Northeastern folk music was a sort of exoticized fashion in Rio in the 1920s as Noel Rosa was getting his start. As João Máximo and Carlos Didier write in Noel Rosa: Uma biografia, northeastern popular street singers — cantadores, like the cantadô(r) referenced in the song — had emerged as a popular presence on Rio’s streets from the 1910s. João Pernambuco (João Teixeira Guimarães) became perhaps the best known, forming the Grupo de Caxangá with the likes of Pixinguinha and Donga. The group began parading in Carnival in 1914, fully decked out in northeastern-style garb and performing emboladas, côco and modinha sertaneja along with the samba and choro Pixinguinha and Donga are better known for. Later, when Pixinguinha and Donga formed the famous Os Oito Batutas band in 1919, they similarly adopted ersatz northeastern fashions. That band is best known for its role in popularizing samba and choro both abroad and at home, especially through their approximately seven-month stay in Paris in 1922, at the height of that city’s “negrophilia.” It was there that they scrapped their folksy northeastern act and shifted closer to jazz presentation style, differentiating themselves from their North American counterparts through their samba and choro performances.
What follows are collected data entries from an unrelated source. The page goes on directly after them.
PR #999, opened 2016-01-27
Release foreman_salt 5.0.0 (DEB)

stbenjam:
Nightly only, rails 4 compatibility release

### DIFF
--- a/plugins/ruby-foreman-salt/debian/control
+++ b/plugins/ruby-foreman-salt/debian/control
@@ -2,12 +2,12 @@ Source: ruby-foreman-salt
 Section: ruby
 Priority: extra
 Maintainer: Stephen Benjamin <stephen@redhat.com>
-Build-Depends: debhelper (>= 8.0.0), foreman-assets (>= 1.10.0~rc1), foreman (>= 1.10.0~rc1), foreman-sqlite3 (>= 1.10.0~rc1), ruby-foreman-deface, ruby-foreman-tasks (>= 0.7.1), ruby-foreman-tasks (<< 0.8.0)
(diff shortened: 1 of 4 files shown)


plugins/ruby-foreman-salt/debian/control
```diff
@@ -2,12 +2,12 @@ Source: ruby-foreman-salt
 Section: ruby
 Priority: extra
 Maintainer: Stephen Benjamin <stephen@redhat.com>
-Build-Depends: debhelper (>= 8.0.0), foreman-assets (>= 1.10.0~rc1), foreman (>= 1.10.0~rc1), foreman-sqlite3 (>= 1.10.0~rc1), ruby-foreman-deface, ruby-foreman-tasks (>= 0.7.1), ruby-foreman-tasks (<< 0.8.0)
+Build-Depends: debhelper (>= 8.0.0), foreman-assets (>= 1.10.0~rc1), foreman (>= 1.11), foreman-sqlite3 (>= 1.11), ruby-foreman-deface, ruby-foreman-tasks (>= 0.7.1), ruby-foreman-tasks (<< 0.8.0)
```
domcleal: You'll want to keep the whole `.0~rc1` in these strings (and below) because 1.11.0~rc1 is actually *lower* than 1.11.0.  Specifying `>= 1.11` or even `>= 1.11.0` will exclude RCs and only match the final release.

mmoll:
what @domcleal is saying, :+1: otherwise.

stbenjam:
Fixed I think, thanks for the clarification, I didn't realize that's why we always included the ~rc thingy

mmoll:
merged, thanks @stbenjam!
building now...

stbenjam:
Thanks!!

PR #1002, opened 2016-01-28
Update kafo to 0.7.1 (RPM)

ares:


domcleal:
Thanks @ares, merging and building now.

PR #1004, opened 2016-02-01
Require Puppet 3.0 for foreman-installer [deb]

domcleal:
As per https://groups.google.com/forum/#!msg/foreman-users/YQNfxUzG_As/FF7vIfTyDQAJ


mmoll:
merged as 2adb386, thanks @domcleal!

PR #1005, opened 2016-02-02
Add extras to repoclosure

jlsherrill:
allows plugins to pull dependencies from that repository

### DIFF
--- a/repoclosure/yum_el6.conf
+++ b/repoclosure/yum_el6.conf
@@ -23,6 +23,10 @@ enabled=1
 mirrorlist=http://mirrorlist.centos.org/?release=6&arch=x86_64&repo=updates
 failovermethod=priority
 
+[el6-extras]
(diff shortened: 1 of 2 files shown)


repoclosure/yum_el6.conf
```diff
@@ -23,6 +23,11 @@ enabled=1
 mirrorlist=http://mirrorlist.centos.org/?release=6&arch=x86_64&repo=updates
 failovermethod=priority
 
+[el6-extras]
+name=extras
+enabled=1
```
domcleal: Please keep this disabled by default, it's a CentOS-only repository and we shouldn't assume it's available usually.

jlsherrill:
apologies, was following the convention above rather than below, updated!

domcleal:
Merged, thanks @jlsherrill.

PR #1006, opened 2016-02-02
Fixes #13502 - add docker-selinux to build requires

lzap:
We don't use RHEL 7.2 on our builders yet, but downstream this was failing
because we use one interface and type from that file. This fixes it.

In RHEL/CentOS7 this is in extras repo.

### DIFF
--- a/foreman-selinux/foreman-selinux.spec
+++ b/foreman-selinux/foreman-selinux.spec
@@ -48,6 +48,7 @@ Source0:        http://downloads.theforeman.org/%{name}/%{name}-%{version}%{?das
 BuildRequires:  checkpolicy, selinux-policy-devel, hardlink
 BuildRequires:  policycoreutils >= %{selinux_policycoreutils_ver}
 BuildRequires:  /usr/bin/pod2man
+BuildRequires:  docker-selinux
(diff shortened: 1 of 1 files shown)


lzap:
I wonder how to find out it's RHEL 7.2 in SPEC...

lzap:
Hmmm I believe there is no way to do it, we need to wait until we move our builders to RHEL 7.2 and then add this.

lzap:
@domcleal opinon? I could perhaps add a test in this patch and if `docker.if` is not present, we should fail. Otherwise I will definitely forget to add the BuildRequire later on ...

domcleal:
I don't see any way to make this spec file conditional for EL7.0 versus 7.2, but I agree that it should fail hard if docker.if is missing, which means changing the logging in foreman-selinux to a hard failure.

lzap:
Right, added.

domcleal:
So this PR should be closed, since docker-selinux can't be added, right?

lzap:
Oh yeah, sorry of course. In downstream we hit this because we build on/from RHEL 7.2, that's a different case. This will hit us once we upgrade our base OS on koji.

PR #2697, opened 2018-06-27
Fix fedora comps for katello client

jturel:
(cherry picked from commit b2afa29289df6212e34ebf9b97651cef1e19dbce)


jturel:
@ehelms here's the pick

PR #2716, opened 2018-07-03
Fix linking of webpack assets on debian

tbrisker:
Also, only package the files we need from the build.

* [x] Nightly
* [x] 1.18
* [ ] 1.17
* [ ] 1.16

---

### DIFF
--- a/plugins/ruby-foreman-remote-execution/debian/postinst
+++ b/plugins/ruby-foreman-remote-execution/debian/postinst
@@ -51,6 +51,10 @@ if [ -f /usr/share/foreman/config/database.yml ]; then
   fi
 fi
 
+PLUGIN_ROOT=`$BUNDLE show $PLUGIN`
+mkdir -p $PLUGIN_ROOT/public
+ln -s /var/lib/foreman/public/webpack/ $PLUGIN_ROOT/public/webpack
+
 # Own all the core files
 chown -Rf foreman:foreman '/usr/share/foreman'
 
--- a/plugins/ruby-foreman-remote-execution/debian/changelog
+++ b/plugins/ruby-foreman-remote-execution/debian/changelog
@@ -1,3 +1,9 @@
+ruby-foreman-remote-execution (1.5.3-3) stable; urgency=low
+
+  * Fix links to webpack assets 
+
+ -- Tomer Brisker <tbrisker@gmail.com>  Tue, 03 Jul 2018 15:11:04 +0300
+
 ruby-foreman-remote-execution (1.5.3-2) stable; urgency=low
 
   * add precompiled webpack assets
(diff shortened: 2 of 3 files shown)


mmoll:
```
20:42:26 GEM_PATH=$(cd /usr/share/foreman && /usr/bin/foreman-ruby /usr/bin/bundle show foreman_remote_execution) && \
20:42:26 	cp -rp ${GEM_PATH}/public/assets/ ./ && \
20:42:26 	mkdir ./webpack && \
20:42:26 	cp -rp ${GEM_PATH}/public/webpack/foreman_remote_execution-* ./webpack/ && \
20:42:26 	cp -rp ${GEM_PATH}/public/webpack/manifest.json ./webpack/

20:42:27 cp: cannot stat '/usr/share/foreman/vendor/ruby/2.3.0/gems/foreman_remote_execution-1.5.3/public/webpack/foreman_remote_execution-*': No such file or directory
20:42:27 debian/rules:15: recipe for target 'build' failed
```

tbrisker:
Updated this PR to only fix the linking, I'm not sure about the issue with copying but I think it can be handled separately (the only impact is shipping some files we don't have to, which we already do)

plugins/ruby-foreman-remote-execution/debian/postinst
```diff
@@ -51,6 +51,10 @@ if [ -f /usr/share/foreman/config/database.yml ]; then
   fi
 fi
 
+PLUGIN_ROOT=`$BUNDLE show $PLUGIN`
+mkdir -p $PLUGIN_ROOT/public
+ln -s /var/lib/foreman/public/webpack/ $PLUGIN_ROOT/public/webpack
```
ekohl: In RPM packaging we have 2 macros:

```
%%%{name}_webpack_plugin %%{gem_instdir}/public/webpack/%%{gem_name}
# foreman_webpack_plugin $PLUGIN_ROOT/public/webpack/$PLUGIN

%%%{name}_webpack_foreman %%{foreman_dir}/public/webpack/%%{gem_name}
# foreman_webpack_foreman /var/lib/foreman/public/webpack/$PLUGIN
```

The symlink is also the other way around. A more equivalent version would be:

```
if [ -e $PLUGIN_ROOT/public/webpack/$PLUGIN ] ; then
  mkdir -p /var/lib/foreman/public/webpack
  ln -snf $PLUGIN_ROOT/public/webpack/$PLUGIN /var/lib/foreman/public/webpack/$plugin`
fi
```

I also don't see the asset precompilation here so I'm wondering if the compiled files even exist.

tbrisker: @ekohl The asset compilation occurs in `rules`, and the files are copied there in `install`. I don't mind flipping this around but my knowledge of deb packaging is close to none.

ekohl:
Has anyone verified this works? I still think the symlink should be the other way around.

tbrisker:
@ekohl it does, i just verified it works on nightly. You're welcome to flip the link direction if you think that is better, I just wanted to mess with this as little as possible. we'll need this in 1.19 as well btw.

ekohl:
If the link works that's probably fine but without `-nf` I think this will fail on upgrades because it'll resolve the target rather replace it with the new location.

tbrisker:
@ekohl - opened #2789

Rosa composed the song in the early days of Bando de Tangarás — the group he joined with Almirante, Henrique Brito, Braguinha, and Alvinho de Miranda Ribeiro, which lasted from 1929-34 and whose story you can find in this previous post — and the song, like the group, took inspiration from the northeastern fad. The lyrics adopt a folksy style of speech of Brazil’s rural popular classes, switching out the “l” for “r” (in marvada, for instance), cutting off final “r”s in words like “cantadô,” and using the singular subject with a plural article, as in “pras bola.”
The song of course nonetheless represents an early example of Noel Rosa’s characteristic tongue-in-cheek style, with themes and turns of phrase that make it distinctly urban and carioca. These include the reference to Serge Voronoff: Voronoff was a Russian-French surgeon who was much the talk of the town in Rio in the 1920s and 30s. He was famous or notorious for grafting animal skins — often primate testicles — onto men as a purported rejuvenation technique. The doctor was in fact also lampooned in another popular song of the time, Lamartine Babo’s and João Rossi’s 1928 Carnaval marcha “Seu Voronoff“: “These days anyone/ Can be real strong, be a toughie/ Be agile like a goat/And have the soul of a monkey,” starts that song.
Main source for this post: Noel Rosa: uma biografia by João Máximo and Carlos Didier
This is wonderful. This schmuck in L.A. appreciates your dedication to this fascinating music, if that helps.